Des slogans liés à la loi travail et son monde ont été scandés, rappelant les 41 milliards offerts par le PS au Medef sans retour sur les créations d’embauche promises (dans le cadre du pacte de responsabilité). Ceci alors qu’à l’époque Gattaz affichait avec panache un pin’s « 1 million d’emplois ». Une demi-heure de protestation, d’occupation de la plage avec slogans et fumigènes !

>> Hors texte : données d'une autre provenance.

PR #1725, opened 2026-07-11
[AIRRtToNpu] Support per-readback air.await_appends barrier

erwei-xilinx:
## Summary

Generalizes the `air.await_appends` / `air.append_barrier` same-DDR
read-after-write ordering to a runtime sequence that contains **more than one
independent readback** (e.g. an unrolled loop with N append/readback pairs).

Previously only a single readback was honored: every `air.append_barrier`
append's completion await was collapsed before the *first* tagged readback and a
warning was emitted for any others. With multiple readbacks that also produces an
`operand #0 does not dominate this use` error, because a later readback's append
await is moved ahead of the op that defines it.

Now, when multiple readbacks are tagged, each append's completion await is moved
before the **first tagged readback that follows the append in program order** —
the readback that consumes it, per readback. The single-readback path is
byte-for-byte unchanged.

## Details

- `AIRRtToNpuPass.cpp`: split the append-barrier walk into a single-readback
  path (unchanged behavior) and a per-readback path that, for each
  `air.append_barrier` append, finds the first following `air.await_appends`
  readback (by program-order index) and moves the append's await before that
  readback's start.

## Test plan

- [x] Adds case (5) to `runtime_sequence_ordering.mlir`: two readbacks, each fed
  by two appends (mirrors a KV-cache append shape). Uses SSA-identity CHECKs so
  each readback is verified to await *its own* two appends before starting.
- [x] Load-bearing: on `main` this input errors with `operand #0 does not
  dominate this use`; with the change it lowers correctly and the test passes.
- [x] `ninja check-air-mlir`: no regressions (pre-existing `Util/Channel`
  host-compile env failures unrelated to this change).

### DIFF
--- a/mlir/lib/Conversion/AIRRtToNpuPass.cpp
+++ b/mlir/lib/Conversion/AIRRtToNpuPass.cpp
@@ -1807,67 +1807,30 @@ struct AIRRtToNpuPass : public impl::AIRRtToNpuBase<AIRRtToNpuPass> {
       // appends' completion awaits to just BEFORE the tagged readback's start,
       // so the runtime blocks on append completion before reading back.
       //
-      // A runtime sequence may contain MORE THAN ONE independent readback (e.g.
-      // an unrolled loop with N append/readback pairs). In that case each
-      // append's completion await is ordered before the FIRST tagged readback
-      // that follows the append in program order -- i.e. per readback, not
-      // collapsed onto the first readback (which would move a later append's
-      // await ahead of an earlier readback, violating SSA dominance and the
-      // append->readback ordering).
+      // A runtime sequence may contain one or MORE independent readbacks (e.g.
+      // an unrolled loop with N append/readback pairs). Each append's
+      // completion await is moved before the FIRST tagged readback start that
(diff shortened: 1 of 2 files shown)


erwei-xilinx:
Addressed the review feedback in 447d7b3a:

- **Copilot (warning suppression):** the "no ordering enforced" warning previously keyed off whether any `air.append_barrier` *config* op existed, so an append with no `dma_await_task` wrongly suppressed it. Now tracks whether an actual await was found (`anyAppendAwait`), matching the intended semantics.
- **Duplication:** folded the single-readback special case into the general per-readback algorithm — it was a strict subset (move each append's await before the first following readback start; with one readback that *is* the single readback). This also collapses the repeated configure→start-task user-scan into one `getStart` lambda. Net: −102/+... in that block, single code path for 0/1/N readbacks.
- **Tests:** added case (6) — a trailing `air.append_barrier` append with no readback after it must be left deferred (await not hoisted before the earlier readback), guarding the "first following readback" match.

`ninja check` for `Conversion/AIRRtToNpu`: 13/13 pass.

PR #1727, opened 2026-07-11
[Transform] Fix O(N^2) scaling in air-opt-shim-dma-bds on large unrolled launches

erwei-xilinx:
## Summary

`air-opt-shim-dma-bds` compile time blows up on modules with large fully-unrolled `air.launch` iteration spaces (surfaced by the `llms/llama32_1b_int4` `o_ffn` kernel group, whose `launch (16,32)` fully unrolls into a very large BD chain). Profiling the pegged worker thread showed two independent super-linear paths inside the pass; this PR removes both.

### 1. `IsolateAsyncDmaLoopNestInSCFForPattern` (AIRDependencyScheduleOpt.cpp)
The pattern hoisted marked allocs by running a greedy driver over the whole enclosing `IsolatedFromAbove` op. That greedy run does a full-region worklist walk **and** region DCE, yet it fired once per `scf.for` the pattern rewrote — O(N²) in the number of loops, since every launch/segment holds all the loops.

Fix: collect only this loop's `hoist_alloc`-marked allocs and seed the driver with them via `applyOpPatternsGreedily`, with region simplification disabled. Hoisting only relocates alloc/dealloc ops; CFG cleanup is handled by the pipeline's later canonicalize pass. The `hoist_alloc` match condition is factored into a single `isMarkedForHoist()` helper shared by the pattern and the seed walk, so the seed set stays provably identical to what the pattern would fire on.

### 2. `preserveAsyncDependenciesAfterUnroll` (Util/Dependency.cpp)
After a full unroll, this walked each unrolled op set and called `properlyDominates` (→ `isBeforeInBlock`) while **interleaving** `WaitAllOp` insertions. Each insertion invalidates the block's op-order cache, so `Block::recomputeOpOrder` (O(block)) re-ran on essentially every token use — O(N²) on the fully-unrolled block.

Fix: split into two passes — materialize all `WaitAllOp` wrappers first, then add async dependencies in a second pass using a single hoisted `DominanceInfo`. Adding an async-dependency operand doesn't change the CFG, so the op-order cache stays valid across the queries.

## Notes
- No functional change intended — both are algorithmic restructurings of existing behavior.
- These remove the two MLIR-pass hotspots; on the int4 `o_ffn` case the remaining compile cost is downstream (backend lowering of the large unrolled module), so this does not by itself bring that particular kernel group under the CI lit timeout.
- Functional equivalence is covered by the existing `check-air-mlir` suite plus a new multi-launch case in `isolate_async_dma_loop_nest.mlir` (two launches, each with a two-subgraph loop sharing one in-loop alloc, verifying both launches are hoisted/split independently under per-loop seeding). No wall-clock assertion is added because lit cannot reliably gate on compile time.

## Test plan
- [x] `ninja check-air-mlir` (456 passed, 0 failed)
- [ ] CI: full Ryzen AI e2e suite


atassis (commented):
Nice work - two genuine hotspots, and both restructurings look right to me. Two things:

Fix #1, seeding coverage. (Worked the hoisting-out-of-herds path in #1695 , so this caught my eye.) The old driver hoisted over the whole `IsolatedFromAbove` parent, so a `hoist_alloc` alloc got hoisted even if its own loop returned early on `target_ops_sets.size() < 2`. The new `for_op.walk` seed only reaches allocs under a qualifying loop. Is every marked alloc guaranteed to sit under one? A marked alloc in a non-qualifying sibling loop would now be dropped. (Nested loops are fine, since `walk` recurses.)

Regression guard. You note lit can't gate wall-clock. A pass `Statistic` on `DominanceInfo` constructions (or hoist-driver runs), with a CHECK that it stays `1` / `== num-loops`, catches a reintroduction on a tiny input, no timing. I have a synthetic N-loop generator that reproduces the scaling if a microbenchmark helps. Also, does fix #2's two-pass path get a dedicated test, or is it covered by an existing unroll case?

Otherwise a clean, functionally-equivalent restructuring.

erwei-xilinx:
Thanks @atassis.

**Fix #1 seeding coverage** — you're right, the invariant didn't hold: `hoist_alloc` was set inside `identifyTargetOpsInSCFFor`, i.e. *before* the `target_ops_sets.size() < 2` early-return, so a non-qualifying sibling loop could leave marks that only the old whole-region driver would sweep up. Fixed in 435cf999: the marking now runs in `matchAndRewrite` only after the size check, so a mark is only ever created under a loop that is about to be split — the `for_op.walk` seed is then complete. Non-qualifying loops are no longer marked, which is correct since hoisting only exists to share an alloc across the split loops. `check-air-mlir` still green.

**Fix #2 coverage** — it's exercised by the existing unroll paths (`specialize-channel-wrap-and-stride.mlir`, `opt_shim_dma_bds*.mlir`), not a dedicated case; those go through `loopUnrollFullWithAsyncTokenPreserved` → `preserveAsyncDependenciesAfterUnroll` and validate the output is unchanged.

**Regression guard** — there's no `STATISTIC` precedent in `mlir/lib` today, so I held off on wiring one + a `-stats` CHECK rather than introduce a new mechanism in this PR. Happy to add your synthetic N-loop generator as a follow-up (a `Statistic` on hoist-driver runs / `DominanceInfo` constructions with a CHECK it stays O(num-loops)) if you think it's worth a standalone guard.

atassis (approved):
Cool, I have checked that on my machine, seems good!

PR #1730, opened 2026-07-13
[CI] Nightly LLM perf benchmark on Krackan Point runner

erwei-xilinx:
## Summary
- New scheduled workflow `nightlyPerfBenchmark.yml` (cron `17 4 * * *` + `workflow_dispatch`) on the dedicated `amdryzenai5pro340` (Ryzen AI 5 PRO 340 / Krackan Point) runner.
- Runs the `llama32_1b` **verify** correctness gate (top-k token-set vs HF bf16), then captures **profile** numbers, reporting **TTFT** (prefill) and **decode tok/s**.
- `programming_examples/llms/bench/extract_perf.py` parses `make profile` stdout into `perf.json` (metrics + mlir-air/mlir-aie/llvm-aie SHAs); a job summary surfaces PASS + the two metrics; `perf.json`+`profile.txt` uploaded as an artifact.
- Kept **out of the per-PR matrix** (`buildAndTestRyzenAI.yml` untouched) so perf is contention-free. This is PR 1 of 2 — a follow-up wires up a GitHub Pages dashboard.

La Voile Bleue (partenaire annuel du Medef et déjà envahie par les intermittents le 19 mai pour les mêmes raisons) emploie un nombreux personnel de sécurité (probables futures victimes de la loi travail… !), jamais très préparé à ce genre d’intervention et qui nous a reçus de manière assez “musclée”, bien qu’aucun manifestant n’ait essayé d’entrer et que le rassemblement soit resté de lui-même cantonné sur un espace public (plage côté mer).

La gendarmerie lourdement armée (tout comme au Palais des congrès) s’est interposée sans entrer dans des provocations qui auraient pu envenimer la situation.
L’attitude provocatrice du gouvernement et son refus de céder sur une loi largement rejetée par la population, font monter les tensions. Face au déni de démocratie et au passage en force du pouvoir, nous ne céderons pas.
Le combat contre la loi travail et son monde continue !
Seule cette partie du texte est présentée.